Let $A^{\mathbb N}=\prod_{m\in\mathbb N} A_m$ be the infinite countably cartesian product of the sets $A_m$. Let $A_i'$ be a subset of $A_i$ for $i=1,...,n$. Is it true that $A_1'\times A_2'\times...\times A_n'\times A^{\mathbb N\setminus\{1,...,n\}}$ is equal to $A_1'\times A_2'\times...\times A_n'\times A^{\mathbb N}$ ?
For me the answer is yes because an infinite countably set minus a finite set is still infinite countably but I don't know how formally using this to solve the problem.
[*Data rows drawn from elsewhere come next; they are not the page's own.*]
PR #2968, opened 2026-01-20
Always set seqTier0 in parseAV2SequenceHeader()

y-guyon:
Also remove warning about scanTypeIdc being unused.


maryla-uc:
Could you explain the motivation behind this change? I have no idea what this does.

y-guyon:
> Could you explain the motivation behind this change? I have no idea what this does.

`header->av1C` is the struct used for AV1 codec configurations and is reused for now for AV2, but some of the fields do not match, such as `seqTier0`, which is hardcoded to 0. However, `header->av1C.seqTier0` was left unset unless `header->av1C.seqLevelIdx0 > 7 && !header->reduced_still_picture_header`, so move the assignment out of the condition's body.

`scanTypeIdc` is unused. Remove the variable to avoid compilation warnings treated as errors.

Thank you very much.
Answer
Hint : consider $A_m = \{0,1,…,m\}$, $A_m' = \{0\}$.
Then, you can find $(\underbrace{0,0,…,0}_{n \text{ times}},n+1,n+1,…)$ in the first product, but not in the second one (because the $n+1$-th component in the second product is $A_0 = \{0\}$).
However, if all the $A_m$ are equal, then it is true : it is sufficient to prove that $$A^{\mathbb N\setminus\{1,...,n\}} = A^{\mathbb N}$$
To do this, pick $X=(x_{n+1},x_{n+2},…) \in A^{\mathbb N\setminus\{1,...,n\}}$, that means $x_j \in A_j := A_0$ for all $j ≥ n+1$.
Then, you want to prove that $X \in A^{\mathbb N}$. This means : does the $k$-th component of $X$ ($k≥1$) belong to $A_k=A_0$ ? Does every component of $X$ belong to $A_0$ ?
Then, $X$ belongs to $A^{\mathbb N}$ simply because all its components belong to $A_0$... Even if I denoted the first component of $X$ by $x_{n+1}$, this doesn't really matter because what is important is that $x_{n+1} \in A_{n+1} = A_0$.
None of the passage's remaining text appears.